Stratos Kalafatis from Greece presents, from his perspective, his last work (never before exhibited) about the monasteries on Mount Athos. Three women - Melisa Onel (Turkey), Carolle Benitah (Morocco), and Ornela Vorpsi (Albania) - attempt to exorcise the ghosts of the past through their work with memory. In his work, Alain Kantarjian follows in the footsteps of Henri Matisse in the Grand Hotel Villa de France in Tangier, where he finds his inspiration and the ingredients for his most subtle images. But if Turkey and the Balkan countries lie at the center, we cannot forget the travel logs and the snapshots of the Ameican photographers from Magnum Photo, or the great humanist tradition of the 1960’s that reconnect with the Grand Tour. Two exhibitions, “Magnum Mediterranean: the American perspective” and “European House of Photography (MEP) / Mediterranean 1960” bring to attention of the wider public the iconic pictures of the most famous of them: Henri Cartier-Bresson, William Klein, Elliott Erwitt, Leonard Freed, Bruce Davidson… Finally, a selection of recent videos, as well as an original production by Christina Thoux, presented by the association L’art prend l’air, will accompany this Mostra celebrating the still image. The workshops led by Laurence Leblanc, Pierre-Anthony Allard, Anna Cabrera and Angel Albarran will further enrich this first festival dedicated to Mediterranean photography.

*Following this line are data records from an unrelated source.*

PR #15217, opened 2026-06-22
docs(decisions/0001): fix retired deno.land/manual/node/cdns link

sanjibani:
Replaces `https://deno.land/manual/node/cdns#deno-friendly-cdns` (404 — deno.land was deprecated in favor of docs.deno.com) with `https://docs.deno.com/runtime/manual/node/` (200 — canonical docs.deno.com location for the Node/CDN integration docs; the specific `/cdns` subpath doesn't exist on the new site, so the link points to the parent `/node` page).


timdorr:
This is an archival document and doesn't need updating.

PR #15246, opened 2026-06-26
fix(router): preserve navigation blocker state through a revalidation

### LINKED ISSUE #13439: Page/Loaders revalidation resets Blocker's state

library

### Reproduction

https://stackblitz.com/edit/github-vyi8vv4v?file=app%2Froutes%2Fhome.tsx

- Allow the blocker to prevent navigation
- Trigger the navigation
- Revalidate the page

### System Info

```shell
System:
    OS: macOS 15.4.1
    CPU: (8) arm64 Apple M4
    Memory: 95.95 MB / 16.00 GB
    Shell: 5.9 - /bin/zsh
  Binaries:
    Node: 23.11.0 - ~/.nvm/versions/node/v23.11.0/bin/node
    npm: 10.9.2 - ~/.nvm/versions/node/v23.11.0/bin/npm
    pnpm: 10.6.5 - ~/.nvm/versions/node/v23.11.0/bin/pnpm
  Browsers:
    Chrome: 135.0.7049.96
    Safari: 18.4
  npmPackages:
    vite: ^6.2.6 => 6.2.6
```

### Used Package Manager

pnpm

### Expected Behavior

I expected the blocker's state to not be reset after the active loaders are completed.

### Actual Behavior

The blocker's state is reset to unblocked, so the UI and other parts depending on the state are hidden after.

I've investigated it to be from these lines, https://github.com/remix-run/react-router/blob/c13ae095c9a4870a7eb601a421933cf6d184f9d9/packages/react-router/lib/router/router.ts#L1249-L1258.

dfedoryshchev:
Closes #13439

A revalidation flows through `completeNavigation`, which reset every active blocker to the idle state. Because a revalidation is not a navigation, an in-progress blocker was cleared whenever loaders revalidated.

The reset now skips uninterrupted revalidations (`router.revalidate()` and loader-driven revalidations), so a blocked blocker keeps its state; real navigations still reset blockers as before.

### DIFF
--- a/packages/react-router/.changes/patch.preserve-navigation-blocker-state-through-revalidation.md
+++ b/packages/react-router/.changes/patch.preserve-navigation-blocker-state-through-revalidation.md
@@ -1,0 +1,1 @@
+Preserve navigation blocker state through a revalidation
--- a/packages/react-router/__tests__/router/navigation-blocking-test.ts
+++ b/packages/react-router/__tests__/router/navigation-blocking-test.ts
@@ -175,6 +175,19 @@ describe("navigation blocking", () => {
         expect(router.state.location.pathname).toBe(pathnameBeforeNavigation);
       });
     });
+
+    describe("revalidation while blocked", () => {
+      let fn = () => true;
+      it("preserves a 'blocked' blocker through a revalidation", async () => {
+        router.getBlocker("KEY", fn);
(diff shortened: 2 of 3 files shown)


brophdawg11 (approved):
Thanks!

PR #15265, opened 2026-06-30
fix: href() doesn't URL-encode param values

chatman-media:
`href()` just concatenates param values straight into the path without encoding them, unlike `generatePath()` which does `encodeURIComponent(stringify(param))`. So a param with a `/`, `#`, or `?` in it leaks extra path segments or truncates into a query/fragment. Easiest way to see it: `matchPath(pattern, href(pattern, { id: "shoes/2026-summer" }))` returns `null` — the string `href()` just produced doesn't even match the pattern it was generated from.

Fixed by wrapping the substituted value in `encodeURIComponent`, same as `generatePath`. Left the splat (`*`) substitution alone since that's intentionally multi-segment and `generatePath` doesn't encode it either.

Added a few regression tests for params with `/`, `#`, `?`, asserting the round trip through `matchPath` actually works now.

### DIFF
--- a/packages/react-router/.changes/patch.encode-href-params.md
+++ b/packages/react-router/.changes/patch.encode-href-params.md
@@ -1,0 +1,1 @@
+Fix `href()` to URL-encode param values, matching `generatePath()`. Previously a param containing `/`, `#`, or `?` would leak into the path as literal characters, and `matchPath(pattern, href(pattern, params))` could fail to match the route it was just generated for.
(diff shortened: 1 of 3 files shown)


brophdawg11:
Thanks!  I updated this to also use the same `stringify` helper `generatePath` uses and to encode each segment of a splat parameter - let me know if that looks good 👍

brophdawg11:
@chatman-media Can you sign the CLA by adding your name to the contributors.yml file?

brophdawg11:
Thanks for the PR! We can't merge this without the CLA being signed, so we're going to re-implement this work in #15277 to keep this moving.

PR #15266, opened 2026-07-01
feat(create-react-router): detect nub package manager

colinhacks:
When invoked through nub, create-react-router falls back to npm. It reads the invoking package manager from `npm_config_user_agent`, then `validatePackageManager` keeps it only if it's in `validPackageManagers` (otherwise npm). [nub](https://nubjs.com) advertises `nub/<version>`, so it isn't in the list and is dropped.

nub is a Rust CLI with a pnpm-compatible command grammar. This adds `"nub"` to `validPackageManagers`; `installDependencies` spawns `<pkgManager> install`, so it resolves to `nub install`.

### DIFF
--- a/packages/create-react-router/index.ts
+++ b/packages/create-react-router/index.ts
@@ -574,7 +574,7 @@ async function doneStep(ctx: Context) {
   await sleep(200);
 }
 
-const validPackageManagers = ["npm", "yarn", "pnpm", "bun", "deno"] as const;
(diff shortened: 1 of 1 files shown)


brophdawg11:
Looks good to me - do you mind signing the CLA and adding a change file via `pnpm changes:add` for the release notes?

brophdawg11:
Thanks for the contribution. Since we cannot merge this PR until the CLA is signed, I opened a maintainer-authored replacement at #15276 with the same changes so we can keep this moving.

PR #15452, opened 2026-08-29
Fix object-prototype route IDs and search param scaling

OskarEichler:
## Behavioral impact

- **No breaking API or configuration changes.**
- Explicit route IDs matching `Object.prototype` keys (`constructor`, `toString`, `hasOwnProperty`, and `__proto__`) now behave like every other valid ID across data, framework, SSR, RSC, lazy discovery, prerendering, HMR, and server-bundle flows.
- Route parameters named `__proto__` are now preserved instead of being consumed by the legacy object prototype setter.
- Object-form `createSearchParams` preserves its output and insertion order while avoiding quadratic array copying.

## What this fixes

React Router stored route-keyed state in ordinary objects, but a mix of direct assignment, `in`, truthy indexed reads, and instance `hasOwnProperty` calls made inherited keys observable as route entries. On 7.18.2, each explicit ID above fails immediately with a false route-ID collision. Later flows could also:

- suppress loaders or fabricate error/data/header state from inherited values
- mutate an object's prototype when assigning `__proto__`
- lose `:__proto__` path parameters
- mis-handle manifests and route-module caches during SSR, RSC, prerendering, lazy discovery, and HMR

This change centralizes own-property checks and prototype-safe writes, then applies them at every route-ID map boundary. Normal keys retain direct assignment on runtime hot paths; only `__proto__` needs `defineProperty`.

The object form of `createSearchParams` previously used `reduce(...concat)`, copying the accumulated entries for every key. It now appends entries in one pass.

## Performance

12 alternating samples, each creating search params 20 times from a 10,000-key object:

- Before: **612.31 ms median**
- After: **15.35 ms median**
- Improvement: **39.9×**
- Serialized output: identical

## Verification

- `pnpm --filter react-router build`
- `pnpm --filter @react-router/dev build`
- `pnpm --filter react-router typecheck`
- `pnpm --filter @react-router/dev typecheck`
- `pnpm lint` — 0 errors; 8 pre-existing warnings
- `pnpm format:check`
- `git diff --check`
- External built-package lifecycle controls for all four special IDs:
  - initialization
  - loader data and `useLoaderData`/`useRouteLoaderData`/`useMatches`
  - revalidation
  - actions
  - routes without loader data
  - error boundaries and `useRouteError`
- External `:__proto__`/`:constructor` parameter control
- 1,000-key `createSearchParams` compatibility control
- The equivalent v7 patch was also verified against the 7.18.x line: 2,240 React Router tests passed (15 skipped), 182 `@react-router/dev` tests passed, both builds/typechecks passed, and lint passed with only pre-existing warnings. The route-map fix is therefore suitable for a v7 backport as well.

Two current `main` baseline issues prevent clean repository-wide commands:

- `pnpm changes:validate` reports that the new `react-router-dom` package has no `CHANGELOG.md` or `.changes/` directory.
- The current Jest 30 project configuration does not transform existing TypeScript/JSX test files, so the full `main` test command fails while parsing unchanged suites. No checked-in tests or snapshots were modified in this PR.

## Disclosure

Codex generated and self-reviewed this change at the account owner's request. It has not received independent human review.

### DIFF
--- a/packages/react-router-dev/.changes/patch.safe-route-id-manifests.md
+++ b/packages/react-router-dev/.changes/patch.safe-route-id-manifests.md
@@ -1,0 +1,1 @@
+Allow explicit route IDs and server bundle IDs that match properties on `Object.prototype`
--- a/packages/react-router-dev/config/routes.ts
+++ b/packages/react-router-dev/config/routes.ts
@@ -373,12 +373,17 @@ export function configRoutesToRouteManifest(
       caseSensitive: route.caseSensitive,
     };
 
-    if (routeManifest.hasOwnProperty(id)) {
+    if (Object.prototype.hasOwnProperty.call(routeManifest, id)) {
       throw new Error(
         `Unable to define routes with duplicate route id: "${id}"`,
       );
     }
-    routeManifest[id] = manifestItem;
+    Object.defineProperty(routeManifest, id, {
+      configurable: true,
+      enumerable: true,
+      value: manifestItem,
+      writable: true,
+    });
 
     if (route.children) {
       for (let child of route.children) {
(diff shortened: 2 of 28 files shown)


timdorr:
Closing for the same reason I gave on Redux. Getting into this stuff is likely to create problematic scenarios elsewhere in the codebase. In this particular project, there's also the risk of security issues because of prototype pollution and similar issues.

PR #15462, opened 2026-09-02
fix(dev): respect forwarded proxy headers

### LINKED ISSUE #15454: react-router/dev incorrect action request url origin (always http)
### Reproduction

Since Pull https://github.com/remix-run/react-router/pull/15419 (@brophdawg11)

`react-router dev` always computes wrong req.url, it assumes protocol = http

Details follows:

In Fetcher action I get error in development mode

Jean-Luc Monterosso Artistic Director of Photomed

The guest country: TURKEY
In the Footstep of
Michel Pasha
To pay a tribute to both the host and the guest, Photomed has dedicated an exhibition I walk to Michel Pasha, an engineer and businessman born in Sanary, who received honorable recognition from the Ottoman Empire for his work on maritime signaling that followed the coastline of a vast, but at that time, receding territory.
Signed in 1885, under the reign of Abdulmecit I, the concession contract concerning the Ottoman Lighthouse Authority continued after the death of Michel Pasha in 1907, despite diplomatic conflict and the fall of the empire. Hanging from ten structures supported on three wooden, triangular posts, and extending the entire length of the port, the exhibition takes as its starting point the environment surrounding this famous character in order to explain certain aspects of Turkish history from the 19th century to the present. Conceived in a thematic way, each structure contrasts an aging image and a contemporary photograph, and includes an additional text to fill in the details of the story. Retrieved from the collection of Pierre de Gigord, who took an early interest in photographs from the Ottoman Empire, the images from the 19th century are signed James Robertson, the brothers Abdullah, Alexander Svoboda, Sebah & Joaillier, and Guillaume Berggren.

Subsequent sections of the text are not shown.